Any sample that uses a basic open socket, set socket opts, connect to socket then closure of socket. Please let me know your findings. Thanks!!

what is the most basic sample with which you can reproduce this behavior

jtlas19 commented 3 months ago

Hello, I apologise for the late response. You mention about the cable detection not working correctly? Is this a known issue or something similar? I do not think that is my issue at the moment no since I have had the cable detection working correctly. My issue is that all POSIX socket functions return successfully even when no Ethernet cable is connected. But the cable detection works fine as I can plug a cable in and it bring the link up. Any sample that uses a basic open socket, set socket opts, connect to socket then closure of socket. Please let me know your findings.
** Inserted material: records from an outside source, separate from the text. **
Issue #1308, opened 2020-05-19
Support bids with 0.00$ price.


moteus:
We set up a private deal with 0.00$ CPM. But when prebid-server gets this bid it treats it as invalid and responses with the error message like `Bid "***" does not contain a positive 'price'`.

bretg:
Please help us understand why 0.00 should be considered a valid bid. Could there be negative 
 value bids? (oil prices have opened my mind to general strangeness. :-)

I'm generally not in favor of globally allowing 0-value open market bids. But am more open to a couple of compromise options:
1) Allow 0-value bids for deals only
2) Add a flag to the request where PBS skips that check
```
ext: {
  prebid: {
    options: {
      allowzerovaluebids: true
    }
  }
}
```
ext.prebid can be specified on Prebid.js s2sConfig or in the Stored Requests.

moteus:
> Please help us understand why 0.00 should be considered a valid bid.
My adops team told me `donation for social campaigns`.

A flag is ok for us especially if it will be possible to set it per imp object.

bretg:
We discussed in the committee meeting and propose allowing 0-value bids for deals. The use case will be discussed in other Prebid meetings next week.

bretg:
The Publisher Taskforce has agreed that zero-value bids should be allowed for deals.

bretg:
Done in PBS-Java 1.46

AlexBVolcy:
Hey @bretg I'm addressing this in PBS in this [PR] (https://github.com/prebid/prebid-server/pull/1910) and was wondering about your comment about adding a flag to skip this check (i.e. allowzerovaluebids).

In my implementation where I allow $0.00 price bids, I don't include this flag, but I'm wondering if this flag is something you would still want to see even though I've gone about this issue in a different way? Thanks!

bretg:
There's no flag. The list above was a set of options. The comment on May 29th says "propose allowing 0-value bids for deals" -- that's option 1. 

I've updated the May 19th comment to hopefully make it clear that we settled on option 1.

AlexBVolcy:
Got it, thanks!

PR #1910, opened 2021-06-30
Allowed $0.00 price bids if there are deals

AlexBVolcy:
Addressing this issue https://github.com/prebid/prebid-server/issues/1308

### DIFF
--- a/exchange/bidder_validate_bids.go
+++ b/exchange/bidder_validate_bids.go
@@ -110,8 +110,11 @@ func validateBid(bid *pbsOrtbBid) (bool, error) {
 	if bid.bid.ImpID == "" {
 		return false, fmt.Errorf("Bid \"%s\" missing required field 'impid'", bid.bid.ID)
 	}
-	if bid.bid.Price <= 0.0 {
-		return false, fmt.Errorf("Bid \"%s\" does not contain a positive 'price'", bid.bid.ID)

Thanks!!

what is the most basic sample with which you can reproduce this behavior

I will create a sample of what I mentioned about opening a socket etc and test, If I can reproduce the issue with it then I will send it over. 😄

github-actions[bot] commented 1 month ago

This issue has been marked as stale because it has been open (more than) 60 days with no activity. Remove the stale label or add a comment saying that you would like to have the label removed otherwise this issue will automatically be closed in 14 days. Note, that you can always re-open a closed issue at any time.